More seriously, Kuo alleges that then-White House political affairs director Ken Mehlman knowingly participated in a scheme to use the office, and taxpayer funds, to mount ostensibly “nonpartisan” events that were, in reality, designed with the intent of mobilizing religious voters in 20 targeted races.

This buttresses Tucker Carlson's biennal moment of truth where he admitted that elites in the Republican Party have nothing but contempt for evangelicals.

You cannot flaunt your standing in the Christian community, still have members of your party embroiled in scandal after scandal after scandal, and expect people not to notice that you don't believe your own hype. Democrats are sticking it right to the Republicans on this, and it's been a long time coming.

Meanwhile, Republicans are losing their minds with fear over losing their precious majorities, and the pressure is starting to get to some of the more threatened incumbents. Like John Doolittle:

In citing his 26-year U.S. Air Force career, Brown, a retired lieutenant colonel, mentioned his service in Saudi Arabia mapping surveillance flights in Iraq's "no-fly zone." He said the experience convinced him there were no weapons of mass destruction in Iraq and that the war was a misguided diversion from the war on terror...

Arguing that Iraq is central to the war on terror, Doolittle responded: "This is a guy who had weapons of mass destruction. President Clinton said he had weapons of mass destruction. Vice President Gore said he had weapons of mass destruction...But Lt. Col. Charlie Brown who flew reconnaissance missions says there were no weapons of mass destruction.

"Why didn't you pick up the phone and call the commander in chief?
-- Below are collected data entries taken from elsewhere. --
Issue #918, opened 2019-04-25
Define navigation history behavior for new activity UI


rstorey:
Do something to make the back button at least somewhat functional in the new javascript UI experience.

acdha:
We have a larger discussion about user state before we can work on this (#917 is effectively a duplicate of this issue for the same reason). We need to figure out what state people are sharing / using — the activity queues are stable so we could persist e.g. filters, etc. but the items aren't going to be persistent across sessions unless we add support for loading specific asset metadata on-demand so we can always show an asset even if it's changed statuses without having to load a bunch of other metadata first.

acdha:
Here's a first-pass proposal:

1. Serialize state in the URL hash fragment using the query-string format
2. Every time the user changes modes or filters, we update the fragment with the current values

Subsequently:
1. Enable JSON for the asset view (currently we only go as deep as items)
2. Every time the user views an asset, we update the fragment with the current item (_not_ the full history which could quickly become huge) and have the viewer load that asset's metadata immediately rather than using the streaming data as we do normally.

One factor to consider is whether we replace or add to the history. If you add to the history it can be annoying because e.g. someone who opened it and chose review -> transcribe, sort by …, filter campaign … would need to hit back twice to go back to reviewing and three times to go back to the page they entered from. We tried pushing to the history for the WDL viewer (e.g. https://www.wdl.org/en/item/211/view/1/1/) but ended up replacing pages so if you clicked 5 pages into a book and hit back it would back to the item detail page rather than page 4, 3, 2, 1, etc. This might reasonably be different for our users but it'd be good to test.

PR #923, opened 2019-04-26
State management in the activity UI view

acdha:
* [x] Serialize UI state in the hash fragment
* [x] Load asset information on-demand for the selected asset, allowing it to be viewed even when it's the wrong status
* [x] Enable JSON format for the asset detail view

See #918

### DIFF
--- a/concordia/static/js/action-app/index.js
+++ b/concordia/static/js/action-app/index.js
@@ -6,7 +6,7 @@ import {
     unmount
 } from 'https://cdnjs.cloudflare.com/ajax/libs/redom/3.18.0/redom.es.min.js';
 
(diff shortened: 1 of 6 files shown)


acdha:
This has been “works on my Firefox” tested & could use some review. I added a callback hook I'm not entirely in love with but synchronizing other async events is not trivial. We might also want to reconsider how we're structuring the list views — we have two paths for every one which could go away if we whacked in `?format=json` to the URLs but we might also want to use that as a queue to bump the page size up significantly (which has a big impact on load performance).

rstorey:
I tested this in Chrome and so far, so good. I don't have any opinion about whether to use `?format=json` - it seems like a good idea, but low priority?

Do you really expect us to sit here and believe that ridiculous story?"

Like Chris Shays:

"Now I've seen what happened in Abu Ghraib, and Abu Ghraib was not torture. It was outrageous, outrageous involvement of National Guard troops from [Maryland] who were involved in a sex ring and they took pictures of soldiers who were naked."

Now, it was reported today that George Bush has no contingency plan if the GOP loses control of Congress. Of course not, he didn't have a plan for Iraq, Afghanistan, Katrina or North Korea. But I don't think his party has any plan to win, given the above quotes. Like cornered animals, they're lashing out because they know they've been caught. Caught lying to the voters, caught forsaking their vaunted morals - essentially, caught with their pants down.
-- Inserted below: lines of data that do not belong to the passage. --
PR #924, opened 2019-04-29
Update docker-compose config

acdha:
While @klee72 and I were troubleshooting his dev setup, I noticed that the importer & celerybeat weren't starting quite right and made a few docker-compose improvements:

* The Django environment config for the main app is declared as a YAML anchor so the other Django-based service definitions can reuse it
* The Django apps are now all marked as relying on both the DB & Redis, and wait for all of their services to start before launching to reduce the restart noise
* All services are marked as `restart: unless-stopped`
* `docker-compose-wait` is installed in all of our containers in a layer-cache-friendly manner


concordia/settings_dev.py
```diff
@@ -17,12 +17,6 @@
 
 ALLOWED_HOSTS = ["127.0.0.1", "0.0.0.0", "*"]
 
-CELERY_HOST = "localhost"
```
rstorey: Were these settings causing a problem? If you try to run celery locally (a la `pipenv run celery -A concordia worker -l info`) then these need to be in there. The docker environment uses `settings_docker`.

acdha: Yes, they broke running under docker-compose and the defaults in settings_template are the same.

rstorey: Ok - I just need to add more stuff to my env then.

rstorey: Actually the `settings_dev` redis port should be 63791 (assuming you're running the DB and redis in docker) and in `settings_template` it's 6379.

rstorey: I guess I'm also a bit confused how these settings broke running under docker-compose, since that uses `settings_docker` and not `settings_dev`

acdha: 63791 is the exposed public port but it wasn't available to containers running the network compose created. I changed it to link the containers and that also removed the need to use the non-standard port so the default 6379 worked.

rstorey: It works when running everything as docker, but not when only running redis and db in docker, and django / celery / celerybeat not in docker.

acdha: I was meaning to ask whether we see enough value from the non-standard port to be worth needing to customize it. For running the apps outside of Docker, I end up needing a custom settings file anyway so I have `settings_dev_cadams.py` which can override things as needed.

rstorey: That works for me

North Korea: Anatomy of a Failure

While there's been some movement on sanctioning North Korea, with the UN agreeing on punishment language, and Japan going all unilateral and banning all trade and closing their ports to North Korean ships, I still think the history and consequences of this nuclear test are completely muddled here in the US, and it's important to get that right so we don't have hypocritical opportunists like John McCain out there claiming the entire thing was Clinton's fault on the one hand, and saying “I think this is the wrong time for us to be engaging in finger pointing when in this crucial time, we need the world and Americans united” on the other hand. So it's time to lay down some facts and myths about the North Korean situation:

• FACT: The bomb that was tested is made from plutonium fuel rods. These were the rods whose use was suspended by Pyongyang for 8 years under the Agreed Framework set up by the Clinton Administration. After 2002, Kim Jong-Il put them back to work, and the result was what you saw this week.

• FACT: As Fred Kaplan documents, the reason the North Koreans pulled out of the Agreed Framework was because Washington confronted them over uranium enrichment, which they were slowly and gradually undertaking on the sly.
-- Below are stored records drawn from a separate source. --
PR #928, opened 2019-05-02
Add index for assets to ElasticSearch

rstorey:


concordia/documents.py
```diff
@@ -15,18 +15,21 @@
 site_report = Index("site_reports")
 site_report.settings(number_of_shards=1, number_of_replicas=0)
 
+asset = Index("assets")
+asset.settings(number_of_shards=1, number_of_replicas=0)
```
acdha: I don't think this is the time for it but we should probably review the number of shards

concordia/documents.py
```diff
@@ -15,18 +15,21 @@
...
+
 
 @user.doc_type
 class UserDocument(DocType):
     class Meta:
         model = User
 
-        fields = ["last_login", "date_joined", "username"]
+        fields = ["last_login", "date_joined", "username", "is_active"]
```
acdha: Do we want to filter on this or restrict the set of users to `is_active=True`? Also, would we want to filter `is_staff=False`?

concordia/documents.py
```diff
@@ -143,3 +146,44 @@ def get_queryset(self):
                 "asset__item", "asset__item__project", "asset__item__project__campaign"
             )
         )
+
+
+@asset.doc_type
+class AssetDocument(DocType):
+    item = fields.ObjectField(
+        properties={
```
acdha: Should we include the item creation/modification time?

concordia/models.py
```diff
@@ -234,6 +234,9 @@ def get_absolute_url(self):
             },
         )
 
+    def latest_transcription(self):
+        return self.transcription_set.order_by("-pk").first()
```
acdha: I'm not opposed to having this as a class method but I'm thinking that for search we might want to have a prefetch to do this in bulk — something like `prefetch_related(latest_transcriptions=Prefetch('transcription_set', queryset=Transcription.objects.order_by('pk').latest())` & an accessor but I would want to test that.

concordia/documents.py
rstorey: We need to be able to tell how many users haven't activated their accounts, so we want everybody. We also want to be able to tell if any staff are in the top contributors, so we include them too.

concordia/documents.py
rstorey: We don't have `created_on` or `updated_on` for items either.

concordia/models.py
rstorey: I like the idea of having it pre-fetch. I'm following the documentation for django-elasticsearch-dsl about "Using Different Attributes for Fields" https://pypi.org/project/django-elasticsearch-dsl/ 
If you have an alternative method to propose, I'm interested.

acdha: Have you measured performance on this currently? I'm assuming it'll be slow enough to be a concern but we should probably confirm that before spending more time on it.

rstorey: No, I used it once a week ago, since then haven't looked at it.

rstorey: It's not super slow. I was able to fully rebuild all the indices in less than 15 minutes.

acdha: Okay, let's table this until we have a problem worth attention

After a few shrill diplomatic exchanges over the uranium, Pyongyang upped the ante. The North Koreans expelled the international inspectors, broke the locks on the fuel rods, loaded them onto a truck, and drove them to a nearby reprocessing facility, to be converted into bomb-grade plutonium. The White House stood by and did nothing. Why did George W. Bush--his foreign policy avowedly devoted to stopping "rogue regimes" from acquiring weapons of mass destruction--allow one of the world's most dangerous regimes to acquire the makings of the deadliest WMDs?

• FACT: Why did the North Koreans start enriching uranium in the first place? Well, it not-so-curiously occurred right after they were labeled part of the Axis of Evil in 2002, and they saw the saber rattling toward the other members of that club. Kim Jong-Il is loony but not dumb and like the Iranians he sought nuclear weapons as a deterrent to regime change. With Kim it's all about survival of the dictatorship.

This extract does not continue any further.